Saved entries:
--------

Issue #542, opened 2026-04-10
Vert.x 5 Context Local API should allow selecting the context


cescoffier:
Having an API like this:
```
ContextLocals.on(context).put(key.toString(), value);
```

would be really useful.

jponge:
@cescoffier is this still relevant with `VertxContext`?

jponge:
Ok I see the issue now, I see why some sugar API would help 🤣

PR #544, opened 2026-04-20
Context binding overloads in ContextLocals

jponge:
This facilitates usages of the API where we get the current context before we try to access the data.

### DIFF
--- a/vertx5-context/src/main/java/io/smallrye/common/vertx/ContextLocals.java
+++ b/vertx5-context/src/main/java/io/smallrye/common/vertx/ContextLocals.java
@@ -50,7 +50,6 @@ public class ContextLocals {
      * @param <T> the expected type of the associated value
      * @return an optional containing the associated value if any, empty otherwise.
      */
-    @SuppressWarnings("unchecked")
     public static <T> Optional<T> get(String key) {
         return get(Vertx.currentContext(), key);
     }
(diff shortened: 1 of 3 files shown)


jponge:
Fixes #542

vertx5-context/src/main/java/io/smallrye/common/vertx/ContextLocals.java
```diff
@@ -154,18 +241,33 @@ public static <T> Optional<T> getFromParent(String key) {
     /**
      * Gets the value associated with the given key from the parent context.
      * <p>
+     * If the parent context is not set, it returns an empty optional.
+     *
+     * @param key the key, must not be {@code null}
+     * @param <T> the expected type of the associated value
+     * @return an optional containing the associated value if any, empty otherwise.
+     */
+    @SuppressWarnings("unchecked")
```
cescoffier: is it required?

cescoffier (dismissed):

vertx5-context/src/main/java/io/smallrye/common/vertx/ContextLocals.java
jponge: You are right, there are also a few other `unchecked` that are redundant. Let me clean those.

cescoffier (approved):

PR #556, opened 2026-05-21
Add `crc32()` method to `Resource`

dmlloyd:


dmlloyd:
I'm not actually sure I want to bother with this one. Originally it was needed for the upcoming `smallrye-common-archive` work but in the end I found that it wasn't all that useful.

--------

(WORK TASK)
Copy out the entries. Leave every line exactly as it is.

(RESULT OF THIS EXERCISE)
Issue #542, opened 2026-04-10
Vert.x 5 Context Local API should allow selecting the context


cescoffier:
Having an API like this:
```
ContextLocals.on(context).put(key.toString(), value);
```

would be really useful.

jponge:
@cescoffier is this still relevant with `VertxContext`?

jponge:
Ok I see the issue now, I see why some sugar API would help 🤣

PR #544, opened 2026-04-20
Context binding overloads in ContextLocals

jponge:
This facilitates usages of the API where we get the current context before we try to access the data.

### DIFF
--- a/vertx5-context/src/main/java/io/smallrye/common/vertx/ContextLocals.java
+++ b/vertx5-context/src/main/java/io/smallrye/common/vertx/ContextLocals.java
@@ -50,7 +50,6 @@ public class ContextLocals {
      * @param <T> the expected type of the associated value
      * @return an optional containing the associated value if any, empty otherwise.
      */
-    @SuppressWarnings("unchecked")
     public static <T> Optional<T> get(String key) {
         return get(Vertx.currentContext(), key);
     }
(diff shortened: 1 of 3 files shown)


jponge:
Fixes #542

vertx5-context/src/main/java/io/smallrye/common/vertx/ContextLocals.java
```diff
@@ -154,18 +241,33 @@ public static <T> Optional<T> getFromParent(String key) {
     /**
      * Gets the value associated with the given key from the parent context.
      * <p>
+     * If the parent context is not set, it returns an empty optional.
+     *
+     * @param key the key, must not be {@code null}
+     * @param <T> the expected type of the associated value
+     * @return an optional containing the associated value if any, empty otherwise.
+     */
+    @SuppressWarnings("unchecked")
```
cescoffier: is it required?

cescoffier (dismissed):

vertx5-context/src/main/java/io/smallrye/common/vertx/ContextLocals.java
jponge: You are right, there are also a few other `unchecked` that are redundant. Let me clean those.

cescoffier (approved):

PR #556, opened 2026-05-21
Add `crc32()` method to `Resource`

dmlloyd:


dmlloyd:
I'm not actually sure I want to bother with this one. Originally it was needed for the upcoming `smallrye-common-archive` work but in the end I found that it wasn't all that useful.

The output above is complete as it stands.